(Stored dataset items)
○ ○ ○ ○

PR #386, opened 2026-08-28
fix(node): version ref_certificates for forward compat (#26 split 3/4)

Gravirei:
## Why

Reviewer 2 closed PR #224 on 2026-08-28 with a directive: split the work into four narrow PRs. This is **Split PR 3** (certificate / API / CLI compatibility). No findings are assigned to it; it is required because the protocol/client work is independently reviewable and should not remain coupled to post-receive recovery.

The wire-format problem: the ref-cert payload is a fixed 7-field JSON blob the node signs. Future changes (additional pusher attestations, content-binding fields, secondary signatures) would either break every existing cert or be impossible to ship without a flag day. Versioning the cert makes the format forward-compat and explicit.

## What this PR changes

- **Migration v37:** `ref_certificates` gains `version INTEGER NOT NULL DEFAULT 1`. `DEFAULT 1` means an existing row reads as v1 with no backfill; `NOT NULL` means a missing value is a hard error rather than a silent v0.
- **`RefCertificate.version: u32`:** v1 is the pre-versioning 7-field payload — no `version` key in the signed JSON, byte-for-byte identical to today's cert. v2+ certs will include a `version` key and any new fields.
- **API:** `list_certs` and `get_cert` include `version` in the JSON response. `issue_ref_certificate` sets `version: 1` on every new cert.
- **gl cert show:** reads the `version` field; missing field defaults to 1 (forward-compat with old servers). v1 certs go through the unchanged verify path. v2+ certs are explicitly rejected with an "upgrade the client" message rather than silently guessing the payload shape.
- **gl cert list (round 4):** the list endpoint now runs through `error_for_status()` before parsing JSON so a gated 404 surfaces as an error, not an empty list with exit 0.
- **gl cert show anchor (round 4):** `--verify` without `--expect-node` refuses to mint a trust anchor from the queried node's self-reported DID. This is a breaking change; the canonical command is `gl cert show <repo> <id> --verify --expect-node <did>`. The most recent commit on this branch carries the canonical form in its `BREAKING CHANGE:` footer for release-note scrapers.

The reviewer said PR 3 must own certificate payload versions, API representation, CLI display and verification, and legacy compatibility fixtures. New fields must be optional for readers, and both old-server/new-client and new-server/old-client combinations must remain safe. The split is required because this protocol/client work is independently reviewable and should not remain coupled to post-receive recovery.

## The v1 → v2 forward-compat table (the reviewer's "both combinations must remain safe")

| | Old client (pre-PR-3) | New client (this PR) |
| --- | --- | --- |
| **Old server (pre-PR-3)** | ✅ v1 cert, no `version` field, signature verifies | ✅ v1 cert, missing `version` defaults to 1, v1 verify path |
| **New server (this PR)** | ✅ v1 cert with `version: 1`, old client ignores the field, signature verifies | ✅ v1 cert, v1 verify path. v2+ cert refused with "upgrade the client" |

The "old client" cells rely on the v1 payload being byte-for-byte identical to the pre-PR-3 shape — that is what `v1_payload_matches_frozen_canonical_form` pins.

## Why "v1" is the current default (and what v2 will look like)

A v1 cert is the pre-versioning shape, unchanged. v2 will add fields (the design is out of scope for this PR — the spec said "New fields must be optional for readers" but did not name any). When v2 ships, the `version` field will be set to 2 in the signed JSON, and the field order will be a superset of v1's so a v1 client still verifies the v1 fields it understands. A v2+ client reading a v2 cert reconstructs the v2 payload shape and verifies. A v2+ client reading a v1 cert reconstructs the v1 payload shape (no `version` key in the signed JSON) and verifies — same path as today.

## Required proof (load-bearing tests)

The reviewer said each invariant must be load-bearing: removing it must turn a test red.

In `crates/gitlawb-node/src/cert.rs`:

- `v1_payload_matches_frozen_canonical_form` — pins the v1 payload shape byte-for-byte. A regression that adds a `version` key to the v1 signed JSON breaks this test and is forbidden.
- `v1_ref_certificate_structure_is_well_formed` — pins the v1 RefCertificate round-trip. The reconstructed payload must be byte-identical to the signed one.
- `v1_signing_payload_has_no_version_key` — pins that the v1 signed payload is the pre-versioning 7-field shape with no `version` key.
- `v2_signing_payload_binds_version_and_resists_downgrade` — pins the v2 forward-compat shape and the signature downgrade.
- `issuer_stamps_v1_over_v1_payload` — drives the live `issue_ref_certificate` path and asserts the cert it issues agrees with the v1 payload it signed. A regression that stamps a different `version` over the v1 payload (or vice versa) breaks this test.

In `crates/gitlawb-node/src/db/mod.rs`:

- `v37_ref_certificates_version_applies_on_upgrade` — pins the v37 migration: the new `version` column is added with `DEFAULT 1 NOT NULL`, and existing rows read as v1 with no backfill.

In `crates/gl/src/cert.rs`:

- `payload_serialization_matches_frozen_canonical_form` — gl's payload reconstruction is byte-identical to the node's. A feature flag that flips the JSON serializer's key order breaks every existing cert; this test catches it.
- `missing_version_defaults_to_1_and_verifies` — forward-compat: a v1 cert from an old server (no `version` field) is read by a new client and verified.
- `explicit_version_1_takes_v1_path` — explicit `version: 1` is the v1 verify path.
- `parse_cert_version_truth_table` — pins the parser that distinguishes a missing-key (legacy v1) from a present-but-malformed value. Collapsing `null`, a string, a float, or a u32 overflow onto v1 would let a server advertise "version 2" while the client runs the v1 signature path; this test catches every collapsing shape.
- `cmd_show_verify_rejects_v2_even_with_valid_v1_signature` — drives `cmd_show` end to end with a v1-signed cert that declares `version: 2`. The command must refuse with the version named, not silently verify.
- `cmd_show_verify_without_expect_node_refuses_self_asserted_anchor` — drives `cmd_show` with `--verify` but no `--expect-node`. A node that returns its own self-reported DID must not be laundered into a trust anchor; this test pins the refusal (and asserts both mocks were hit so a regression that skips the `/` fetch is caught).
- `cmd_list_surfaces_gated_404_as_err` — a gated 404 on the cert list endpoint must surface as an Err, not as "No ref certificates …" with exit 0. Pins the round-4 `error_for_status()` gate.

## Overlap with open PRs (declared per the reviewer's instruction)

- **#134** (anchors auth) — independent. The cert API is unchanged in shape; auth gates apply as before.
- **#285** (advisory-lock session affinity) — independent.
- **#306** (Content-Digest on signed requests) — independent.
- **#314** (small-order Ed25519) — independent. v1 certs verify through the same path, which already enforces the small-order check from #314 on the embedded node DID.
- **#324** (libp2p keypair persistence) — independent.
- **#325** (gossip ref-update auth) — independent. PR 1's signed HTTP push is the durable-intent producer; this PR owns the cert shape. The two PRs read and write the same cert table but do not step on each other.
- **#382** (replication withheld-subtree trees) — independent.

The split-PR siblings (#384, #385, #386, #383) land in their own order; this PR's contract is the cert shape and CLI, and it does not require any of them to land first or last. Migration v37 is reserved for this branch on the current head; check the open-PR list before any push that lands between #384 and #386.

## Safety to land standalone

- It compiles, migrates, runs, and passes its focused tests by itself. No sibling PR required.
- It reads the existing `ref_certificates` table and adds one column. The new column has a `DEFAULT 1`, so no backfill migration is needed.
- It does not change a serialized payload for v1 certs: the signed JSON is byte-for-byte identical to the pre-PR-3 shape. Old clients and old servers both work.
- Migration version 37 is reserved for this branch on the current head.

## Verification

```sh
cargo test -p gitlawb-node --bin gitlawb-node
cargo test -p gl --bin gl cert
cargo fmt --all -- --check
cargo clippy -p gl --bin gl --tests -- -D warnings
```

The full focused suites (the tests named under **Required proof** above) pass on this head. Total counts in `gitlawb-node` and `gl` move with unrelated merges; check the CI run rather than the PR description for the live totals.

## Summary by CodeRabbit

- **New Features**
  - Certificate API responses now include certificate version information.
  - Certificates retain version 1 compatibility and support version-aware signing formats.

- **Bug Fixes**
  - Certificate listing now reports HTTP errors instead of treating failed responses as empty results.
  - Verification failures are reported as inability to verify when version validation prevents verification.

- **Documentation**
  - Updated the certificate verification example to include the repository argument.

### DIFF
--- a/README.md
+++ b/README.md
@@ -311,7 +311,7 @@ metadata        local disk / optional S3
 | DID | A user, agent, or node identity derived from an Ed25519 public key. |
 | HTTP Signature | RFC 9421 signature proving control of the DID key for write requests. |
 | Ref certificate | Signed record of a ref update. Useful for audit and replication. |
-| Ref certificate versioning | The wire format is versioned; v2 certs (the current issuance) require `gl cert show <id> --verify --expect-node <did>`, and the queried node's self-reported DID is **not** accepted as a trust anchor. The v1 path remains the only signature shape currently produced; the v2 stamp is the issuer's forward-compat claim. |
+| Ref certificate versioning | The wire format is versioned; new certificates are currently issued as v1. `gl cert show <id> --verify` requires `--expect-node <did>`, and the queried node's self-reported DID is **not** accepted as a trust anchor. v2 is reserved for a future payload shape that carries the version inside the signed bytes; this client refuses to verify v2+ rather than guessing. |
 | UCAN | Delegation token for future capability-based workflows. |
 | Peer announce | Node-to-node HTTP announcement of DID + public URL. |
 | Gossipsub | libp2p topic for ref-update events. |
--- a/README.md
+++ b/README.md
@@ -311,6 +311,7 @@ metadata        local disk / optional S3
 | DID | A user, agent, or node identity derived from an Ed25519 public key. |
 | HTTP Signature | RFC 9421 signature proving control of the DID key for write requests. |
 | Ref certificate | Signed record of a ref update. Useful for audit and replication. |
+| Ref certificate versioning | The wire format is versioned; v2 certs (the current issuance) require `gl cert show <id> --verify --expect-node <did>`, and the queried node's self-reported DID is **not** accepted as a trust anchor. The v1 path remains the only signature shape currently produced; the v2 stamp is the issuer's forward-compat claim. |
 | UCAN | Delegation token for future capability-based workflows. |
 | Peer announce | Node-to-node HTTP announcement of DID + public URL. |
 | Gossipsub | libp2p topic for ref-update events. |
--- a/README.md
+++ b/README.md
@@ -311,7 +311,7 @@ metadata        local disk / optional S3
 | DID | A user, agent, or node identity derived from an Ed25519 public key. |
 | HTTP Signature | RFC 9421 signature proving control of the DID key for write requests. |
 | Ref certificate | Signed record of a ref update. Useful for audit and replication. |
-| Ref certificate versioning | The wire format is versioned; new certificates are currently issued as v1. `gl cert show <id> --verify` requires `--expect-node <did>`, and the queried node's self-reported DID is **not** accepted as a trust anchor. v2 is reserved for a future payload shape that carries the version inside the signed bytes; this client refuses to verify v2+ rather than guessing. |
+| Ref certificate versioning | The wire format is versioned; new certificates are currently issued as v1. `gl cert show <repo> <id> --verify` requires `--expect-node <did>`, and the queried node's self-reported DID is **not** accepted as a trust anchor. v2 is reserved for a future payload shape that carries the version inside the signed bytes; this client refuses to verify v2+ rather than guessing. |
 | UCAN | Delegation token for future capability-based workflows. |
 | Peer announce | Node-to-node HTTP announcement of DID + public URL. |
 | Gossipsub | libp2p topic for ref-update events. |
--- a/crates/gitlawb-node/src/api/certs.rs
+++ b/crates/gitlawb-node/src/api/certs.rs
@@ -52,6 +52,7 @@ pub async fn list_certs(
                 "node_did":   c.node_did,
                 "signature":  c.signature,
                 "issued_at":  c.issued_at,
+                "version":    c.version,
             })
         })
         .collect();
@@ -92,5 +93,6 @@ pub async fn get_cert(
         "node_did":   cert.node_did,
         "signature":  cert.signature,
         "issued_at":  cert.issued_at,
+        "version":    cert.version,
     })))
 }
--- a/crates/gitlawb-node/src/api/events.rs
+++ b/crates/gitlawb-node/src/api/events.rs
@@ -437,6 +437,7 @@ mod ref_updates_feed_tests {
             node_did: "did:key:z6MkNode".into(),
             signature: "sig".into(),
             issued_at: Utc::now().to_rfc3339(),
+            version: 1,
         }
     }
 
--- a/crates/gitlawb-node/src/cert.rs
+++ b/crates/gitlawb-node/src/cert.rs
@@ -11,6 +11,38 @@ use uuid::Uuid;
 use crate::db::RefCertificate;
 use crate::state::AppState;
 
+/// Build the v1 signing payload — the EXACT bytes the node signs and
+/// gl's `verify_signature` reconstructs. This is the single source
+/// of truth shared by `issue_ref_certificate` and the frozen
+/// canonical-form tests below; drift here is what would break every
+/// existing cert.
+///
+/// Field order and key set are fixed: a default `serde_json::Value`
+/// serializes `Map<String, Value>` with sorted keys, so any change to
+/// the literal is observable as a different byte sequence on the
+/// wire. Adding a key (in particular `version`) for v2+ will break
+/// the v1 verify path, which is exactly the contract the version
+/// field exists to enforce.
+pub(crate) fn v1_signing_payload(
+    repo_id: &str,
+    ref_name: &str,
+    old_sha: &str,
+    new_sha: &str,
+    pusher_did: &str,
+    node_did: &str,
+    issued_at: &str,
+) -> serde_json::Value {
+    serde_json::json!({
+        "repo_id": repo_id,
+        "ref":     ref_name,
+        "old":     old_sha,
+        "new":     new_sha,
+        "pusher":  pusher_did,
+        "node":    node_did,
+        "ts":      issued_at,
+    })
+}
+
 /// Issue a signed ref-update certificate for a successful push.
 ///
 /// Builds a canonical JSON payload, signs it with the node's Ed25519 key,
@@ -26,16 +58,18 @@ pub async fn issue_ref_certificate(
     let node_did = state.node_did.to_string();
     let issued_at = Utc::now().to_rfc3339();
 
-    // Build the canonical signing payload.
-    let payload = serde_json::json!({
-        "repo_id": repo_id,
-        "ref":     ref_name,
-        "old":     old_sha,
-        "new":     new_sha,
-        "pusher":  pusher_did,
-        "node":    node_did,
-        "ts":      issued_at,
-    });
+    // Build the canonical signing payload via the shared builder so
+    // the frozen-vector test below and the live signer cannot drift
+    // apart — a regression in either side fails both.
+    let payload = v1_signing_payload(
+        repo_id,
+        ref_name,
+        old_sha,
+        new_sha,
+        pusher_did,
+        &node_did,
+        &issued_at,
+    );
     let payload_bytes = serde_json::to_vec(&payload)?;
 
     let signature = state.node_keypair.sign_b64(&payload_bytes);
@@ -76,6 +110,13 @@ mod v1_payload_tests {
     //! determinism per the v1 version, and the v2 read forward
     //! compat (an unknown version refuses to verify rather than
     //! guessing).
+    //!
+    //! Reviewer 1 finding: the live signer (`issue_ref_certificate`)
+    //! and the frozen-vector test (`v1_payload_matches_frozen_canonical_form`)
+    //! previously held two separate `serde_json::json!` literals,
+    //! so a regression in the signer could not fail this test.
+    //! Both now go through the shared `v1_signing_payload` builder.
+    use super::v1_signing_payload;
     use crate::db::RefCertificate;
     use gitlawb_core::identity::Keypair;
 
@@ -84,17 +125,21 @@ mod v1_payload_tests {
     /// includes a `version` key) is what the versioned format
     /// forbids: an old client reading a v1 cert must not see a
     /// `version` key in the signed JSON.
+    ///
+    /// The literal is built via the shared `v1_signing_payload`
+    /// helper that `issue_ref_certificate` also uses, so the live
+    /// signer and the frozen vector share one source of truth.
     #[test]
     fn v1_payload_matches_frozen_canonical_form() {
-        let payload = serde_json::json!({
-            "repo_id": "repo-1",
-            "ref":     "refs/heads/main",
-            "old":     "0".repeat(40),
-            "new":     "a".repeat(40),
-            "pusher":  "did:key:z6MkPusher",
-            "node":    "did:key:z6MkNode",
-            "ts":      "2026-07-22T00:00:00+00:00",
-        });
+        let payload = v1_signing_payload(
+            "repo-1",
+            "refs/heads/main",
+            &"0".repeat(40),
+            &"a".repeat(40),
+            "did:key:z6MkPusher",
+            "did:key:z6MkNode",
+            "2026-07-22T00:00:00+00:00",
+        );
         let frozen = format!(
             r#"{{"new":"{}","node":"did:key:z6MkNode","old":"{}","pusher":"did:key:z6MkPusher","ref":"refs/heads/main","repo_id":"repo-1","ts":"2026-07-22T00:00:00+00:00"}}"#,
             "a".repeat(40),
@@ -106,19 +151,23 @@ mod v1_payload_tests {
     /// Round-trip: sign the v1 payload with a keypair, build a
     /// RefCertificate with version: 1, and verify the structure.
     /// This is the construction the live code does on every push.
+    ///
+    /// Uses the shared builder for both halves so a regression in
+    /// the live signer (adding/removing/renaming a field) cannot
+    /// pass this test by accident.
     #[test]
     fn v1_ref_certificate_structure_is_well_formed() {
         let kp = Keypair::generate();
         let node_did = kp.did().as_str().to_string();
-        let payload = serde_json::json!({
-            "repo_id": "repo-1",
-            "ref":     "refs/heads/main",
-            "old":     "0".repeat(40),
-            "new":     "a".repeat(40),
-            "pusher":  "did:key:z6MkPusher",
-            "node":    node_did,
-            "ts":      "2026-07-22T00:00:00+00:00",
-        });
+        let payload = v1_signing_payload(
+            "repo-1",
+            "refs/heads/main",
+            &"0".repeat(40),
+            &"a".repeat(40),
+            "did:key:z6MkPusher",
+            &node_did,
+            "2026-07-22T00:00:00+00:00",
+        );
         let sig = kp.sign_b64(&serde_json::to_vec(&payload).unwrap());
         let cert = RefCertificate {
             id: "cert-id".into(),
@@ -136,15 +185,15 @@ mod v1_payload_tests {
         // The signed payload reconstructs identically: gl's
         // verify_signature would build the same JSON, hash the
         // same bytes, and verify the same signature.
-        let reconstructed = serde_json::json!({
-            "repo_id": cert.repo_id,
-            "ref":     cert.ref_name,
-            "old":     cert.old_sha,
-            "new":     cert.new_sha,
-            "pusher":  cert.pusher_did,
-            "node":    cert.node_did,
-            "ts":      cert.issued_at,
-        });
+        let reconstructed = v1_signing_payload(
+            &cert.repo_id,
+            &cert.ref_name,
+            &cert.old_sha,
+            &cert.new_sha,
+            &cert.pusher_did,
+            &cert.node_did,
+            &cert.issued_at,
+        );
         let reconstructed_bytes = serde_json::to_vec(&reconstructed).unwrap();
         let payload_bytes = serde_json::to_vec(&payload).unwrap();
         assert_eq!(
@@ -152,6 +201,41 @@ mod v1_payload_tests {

○ ○ ○ ○

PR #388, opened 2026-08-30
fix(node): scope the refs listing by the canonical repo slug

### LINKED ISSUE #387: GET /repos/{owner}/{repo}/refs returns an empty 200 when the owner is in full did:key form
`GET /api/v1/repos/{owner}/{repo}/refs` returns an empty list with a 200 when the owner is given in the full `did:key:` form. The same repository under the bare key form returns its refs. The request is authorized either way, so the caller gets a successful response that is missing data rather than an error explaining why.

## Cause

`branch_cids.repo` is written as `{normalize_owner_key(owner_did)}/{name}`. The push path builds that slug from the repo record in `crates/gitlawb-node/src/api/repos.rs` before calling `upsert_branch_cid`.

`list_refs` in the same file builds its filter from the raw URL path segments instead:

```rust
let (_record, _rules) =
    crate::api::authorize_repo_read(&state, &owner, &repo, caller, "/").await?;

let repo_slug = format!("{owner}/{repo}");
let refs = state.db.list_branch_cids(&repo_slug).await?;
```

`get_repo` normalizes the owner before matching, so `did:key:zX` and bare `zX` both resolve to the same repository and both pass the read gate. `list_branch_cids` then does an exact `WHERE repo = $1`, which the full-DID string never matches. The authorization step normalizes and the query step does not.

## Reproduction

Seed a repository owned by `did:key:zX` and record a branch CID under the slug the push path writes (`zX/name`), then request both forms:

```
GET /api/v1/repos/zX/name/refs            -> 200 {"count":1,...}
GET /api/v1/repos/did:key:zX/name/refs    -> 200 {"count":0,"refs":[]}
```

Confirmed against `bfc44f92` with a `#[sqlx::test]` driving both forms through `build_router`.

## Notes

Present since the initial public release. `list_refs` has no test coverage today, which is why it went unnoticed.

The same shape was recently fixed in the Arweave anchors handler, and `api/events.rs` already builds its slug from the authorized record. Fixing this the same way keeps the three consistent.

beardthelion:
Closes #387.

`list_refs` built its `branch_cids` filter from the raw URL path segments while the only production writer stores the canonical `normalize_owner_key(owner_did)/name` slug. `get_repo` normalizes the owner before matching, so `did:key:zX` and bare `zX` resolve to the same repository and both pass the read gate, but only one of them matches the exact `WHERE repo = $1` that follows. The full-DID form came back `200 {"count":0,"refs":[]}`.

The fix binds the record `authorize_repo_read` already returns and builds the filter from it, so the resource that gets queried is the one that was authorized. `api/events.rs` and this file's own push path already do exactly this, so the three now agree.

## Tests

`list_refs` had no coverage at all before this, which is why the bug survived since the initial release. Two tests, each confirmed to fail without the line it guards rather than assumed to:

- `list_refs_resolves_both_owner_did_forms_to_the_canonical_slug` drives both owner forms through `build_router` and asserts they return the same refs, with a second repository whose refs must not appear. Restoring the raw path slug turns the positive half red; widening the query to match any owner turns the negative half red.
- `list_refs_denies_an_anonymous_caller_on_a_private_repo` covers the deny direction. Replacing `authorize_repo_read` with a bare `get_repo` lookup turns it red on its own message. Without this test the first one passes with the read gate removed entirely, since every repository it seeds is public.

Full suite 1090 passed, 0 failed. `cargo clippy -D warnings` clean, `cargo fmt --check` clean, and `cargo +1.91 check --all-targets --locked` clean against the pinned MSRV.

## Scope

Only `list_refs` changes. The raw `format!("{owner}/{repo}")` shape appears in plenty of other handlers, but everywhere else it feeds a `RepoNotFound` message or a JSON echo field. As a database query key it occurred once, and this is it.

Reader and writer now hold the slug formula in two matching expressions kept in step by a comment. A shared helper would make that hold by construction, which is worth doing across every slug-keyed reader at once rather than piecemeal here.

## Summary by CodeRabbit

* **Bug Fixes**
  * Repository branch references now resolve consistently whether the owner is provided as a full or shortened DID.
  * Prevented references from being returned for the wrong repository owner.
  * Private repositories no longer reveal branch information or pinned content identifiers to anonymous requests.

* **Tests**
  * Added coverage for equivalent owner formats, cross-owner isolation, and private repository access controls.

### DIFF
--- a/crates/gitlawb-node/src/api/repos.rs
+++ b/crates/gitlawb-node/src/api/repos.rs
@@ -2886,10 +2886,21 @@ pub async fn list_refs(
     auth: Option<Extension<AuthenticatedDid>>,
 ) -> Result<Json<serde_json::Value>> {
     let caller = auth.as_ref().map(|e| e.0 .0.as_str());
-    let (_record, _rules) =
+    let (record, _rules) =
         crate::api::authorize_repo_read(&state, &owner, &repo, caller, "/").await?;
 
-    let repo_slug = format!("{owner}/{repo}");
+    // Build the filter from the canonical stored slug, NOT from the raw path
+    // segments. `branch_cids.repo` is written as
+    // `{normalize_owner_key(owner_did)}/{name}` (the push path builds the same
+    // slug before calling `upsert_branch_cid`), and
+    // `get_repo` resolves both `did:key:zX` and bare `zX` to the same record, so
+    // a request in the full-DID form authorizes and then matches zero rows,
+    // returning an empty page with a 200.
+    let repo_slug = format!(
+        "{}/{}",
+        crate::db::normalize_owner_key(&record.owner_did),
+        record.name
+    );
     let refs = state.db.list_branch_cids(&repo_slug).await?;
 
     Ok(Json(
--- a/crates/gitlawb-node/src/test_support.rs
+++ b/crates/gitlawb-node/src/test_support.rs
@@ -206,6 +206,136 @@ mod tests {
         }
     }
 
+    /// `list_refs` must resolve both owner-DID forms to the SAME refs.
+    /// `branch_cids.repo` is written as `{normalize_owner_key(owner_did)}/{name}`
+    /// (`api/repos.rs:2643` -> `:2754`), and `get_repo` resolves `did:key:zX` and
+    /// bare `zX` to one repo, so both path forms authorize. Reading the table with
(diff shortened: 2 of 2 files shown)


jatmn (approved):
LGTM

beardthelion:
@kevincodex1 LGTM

○ ○ ○ ○

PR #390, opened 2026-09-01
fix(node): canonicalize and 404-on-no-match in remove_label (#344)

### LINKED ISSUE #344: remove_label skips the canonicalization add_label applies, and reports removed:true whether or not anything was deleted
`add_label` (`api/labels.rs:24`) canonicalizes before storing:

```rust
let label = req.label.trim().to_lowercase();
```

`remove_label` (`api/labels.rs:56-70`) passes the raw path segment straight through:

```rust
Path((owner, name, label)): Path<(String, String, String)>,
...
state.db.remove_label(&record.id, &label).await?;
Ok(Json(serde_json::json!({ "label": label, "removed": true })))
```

○ ○ ○ ○

* **What you have to do**: I'd like the lines above from the one with "PR #386, opened 2026-08-28" up to and including the one with "- **Migration v37:**" copied exactly, with no other lines.

* **Response for this exercise**:
PR #386, opened 2026-08-28
fix(node): version ref_certificates for forward compat (#26 split 3/4)

Gravirei:
## Why

Reviewer 2 closed PR #224 on 2026-08-28 with a directive: split the work into four narrow PRs. This is **Split PR 3** (certificate / API / CLI compatibility). No findings are assigned to it; it is required because the protocol/client work is independently reviewable and should not remain coupled to post-receive recovery.

The wire-format problem: the ref-cert payload is a fixed 7-field JSON blob the node signs. Future changes (additional pusher attestations, content-binding fields, secondary signatures) would either break every existing cert or be impossible to ship without a flag day. Versioning the cert makes the format forward-compat and explicit.

## What this PR changes

- **Migration v37:** `ref_certificates` gains `version INTEGER NOT NULL DEFAULT 1`. `DEFAULT 1` means an existing row reads as v1 with no backfill; `NOT NULL` means a missing value is a hard error rather than a silent v0.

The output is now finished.